Türkiye Cumhuriyeti Devleti, 40 yılı aşkın süredir PKK terörüne karşı amansız bir mücadele vermektedir. Binlerce şehidimiz, parçalanmış ailelerimiz, yıkılan köylerimiz, bölünmeye çalışılan coğrafyamız bu mücadelenin bedelidir. Ve hâlâ, bu örgütle mücadele sürmektedir.
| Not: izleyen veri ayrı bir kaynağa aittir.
PR #24, opened 2018-07-27
Allow apps to bypass the VPN

### LINKED ISSUE #18: Intra interferes with WebRTC
Intra seems to interfere with Threema's WebRTC connection to Threema Web 

possibly relevant:  https://github.com/julian-klode/dns66/issues/193

bemasc:
In practice, apps could easily bypass Intra anyway, e.g. by
sending queries to a hardcoded resolver.  Explicitly allowing
bypass fixes #18 (interference with some WebRTC-based apps).

### DIFF
--- a/Android/app/src/main/java/app/intra/DnsVpnService.java
+++ b/Android/app/src/main/java/app/intra/DnsVpnService.java
@@ -436,7 +436,11 @@ public class DnsVpnService extends VpnService implements NetworkManager.NetworkL
               .addDnsServer(privateIpv6Address.router);
 
       if (Build.VERSION.SDK_INT >= Build.VERSION_CODES.LOLLIPOP) {
-        builder = builder.setBlocking(true); // Only available in API >= 21
+        // Only available in API >= 21
+        builder = builder.setBlocking(true);
+        // Some WebRTC apps rely on the ability to bind to specific interfaces, which is only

Muhalefetin bazı temsilcileri ise sanki PKK yok olmuş gibi davranmakta, bu gerçeği görmezden gelerek toplumu yanıltmaya çalışmaktadır. Oysa gerçek ortadadır: Türkiye'nin öncelikli güvenlik meselesi PKK'dır. PYD ve PEJAK ise farklı devletlerin sınırları içinde faaliyet gösteren, ayrı ayrı ele alınması gereken yapılardır. Sapla samanı karıştırmak, ya cehaletten ya da art niyetten kaynaklanır.

Bugün Türk devleti, içeride PKK'yla mücadele ederken dışarıda PYD ve benzeri uzantılarla sınır ötesi güvenlik adımları atmaktadır. Hükümetin her adımını "terörle iş birliği" olarak yaftalamak, sadece siyasi öfke değil, aynı zamanda milli güvenlik açısından büyük bir sorumsuzluktur.

Unutmayalım, siyasi çıkarlar için yapılan kirli uzlaşılar günü kurtarır; ama milletin geleceğini karartır.

Muhalefetin bu çelişkili ve yanlı bakış açısı, terörle mücadeleyi sulandırmaktan başka bir işe yaramaz.

Gerçekler bazen rahatsız edicidir, ama kaçmakla ortadan kaybolmazlar.

Önce kendi destek verdiklerinizin kimlerle iş tuttuğuna bakın.

Devletin ve milletin bekası söz konusu olduğunda taraf net olmalıdır.

Çünkü bu mesele siyaset üstüdür.

Bu mesele bir milletin varlık mücadelesidir.